──────── AVAILABLE DATA

PR #457, opened 2023-08-31
feat(get-pestpp): add get-pestpp command line interface

jdhughes-usgs:


briochh:
@jdhughes-usgs just noting this in here. Looks like the failing tests are related to pandas 2.1 update and pd.read_csv() with delim_whitespace. Looks unrelated to your PR.

jdhughes-usgs:
@briochh There were two columns in one line of one example dataset that was causing the pandas problem. Let me know if this is not a valid fix.

briochh:
@jdhughes-usgs, yeah but I think that the "extra" column was split by a comma. @jtwhite79, might be able to comment on whether the comma is valid in there, think it has always been there. Looks like the `delim_whitespace=True` option now still splits on `,`, which is a bit weird. 

Man, spending a lot of time chasing breaking changes these days!

jdhughes-usgs:
> @jdhughes-usgs, yeah but I think that the "extra" column was split by a comma. @jtwhite79, might be able to comment on whether the comma is valid in there, think it has always been there. Looks like the `delim_whitespace=True` option now still splits on `,`, which is a bit weird.
> 
> Man, spending a lot of time chasing breaking changes these days!

@briochh It was split by a comma. It was the only line with an extra comma. Hopefully @jtwhite79 can let me know what needs to be done.

briochh:
@jdhughes-usgs pin pandas? https://github.com/pandas-dev/pandas/issues/54918

jdhughes-usgs:
@briochh could do that but could be something that bites later on.

PR #459, opened 2023-09-06
ci: update workflow to use get-pestpp cli to get PEST++ executables

jdhughes-usgs:


briochh:
Awesome stuff, thanks @jdhughes-usgs

jdhughes-usgs:
> Awesome stuff, thanks @jdhughes-usgs

No problem. Glad it turned out to be simple.

PR #460, opened 2023-09-06
ci: add GITHUB_TOKEN to bypass rate limit

jdhughes-usgs:


briochh:
Was just looking at this one @jdhughes-usgs. Interesting that the rate limit was only triggered when running the CI on merge. I don't understand the GITHUB_TOKEN usage well enough. Have seen other deployments that use.  
```
with:
    repo-token: ${{ secrets.GITHUB_TOKEN }}
```
assume that it is equiv.

jdhughes-usgs:
I don't know enough about the differences but went with the `env` approach since the GH Actions error was:

```
ValueError: use GITHUB_TOKEN env to bypass rate limit (HTTP Error 403: rate limit exceeded)
```

briochh:
good logic, let's give it a whirl

PR #478, opened 2024-02-18
using nanmax and nanmin on axis limits to deal with missing values in ensembles

wkitlasten:
To allow sending an ensemble with outliers masked by nans without messing up axis limits.


wkitlasten:
faulty

PR #451, opened 2023-08-10
more pandas  fixes

briochh:
Another catch for pandas assignment changes. object types not playing nice with numpy ufuncs.

PR #489, opened 2024-03-20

────────────────

**YOUR GOAL:** With the line containing "bites later on." as the start and the last line of the entries as the end, print that whole span exactly.

**RESPONSE BELOW:**
@briochh could do that but could be something that bites later on.

PR #459, opened 2023-09-06
ci: update workflow to use get-pestpp cli to get PEST++ executables

jdhughes-usgs:


briochh:
Awesome stuff, thanks @jdhughes-usgs

jdhughes-usgs:
> Awesome stuff, thanks @jdhughes-usgs

No problem. Glad it turned out to be simple.

PR #460, opened 2023-09-06
ci: add GITHUB_TOKEN to bypass rate limit

jdhughes-usgs:


briochh:
Was just looking at this one @jdhughes-usgs. Interesting that the rate limit was only triggered when running the CI on merge. I don't understand the GITHUB_TOKEN usage well enough. Have seen other deployments that use.  
```
with:
    repo-token: ${{ secrets.GITHUB_TOKEN }}
```
assume that it is equiv.

jdhughes-usgs:
I don't know enough about the differences but went with the `env` approach since the GH Actions error was:

```
ValueError: use GITHUB_TOKEN env to bypass rate limit (HTTP Error 403: rate limit exceeded)
```

briochh:
good logic, let's give it a whirl

PR #478, opened 2024-02-18
using nanmax and nanmin on axis limits to deal with missing values in ensembles

wkitlasten:
To allow sending an ensemble with outliers masked by nans without messing up axis limits.


wkitlasten:
faulty

PR #451, opened 2023-08-10
more pandas  fixes

briochh:
Another catch for pandas assignment changes. object types not playing nice with numpy ufuncs.

PR #489, opened 2024-03-20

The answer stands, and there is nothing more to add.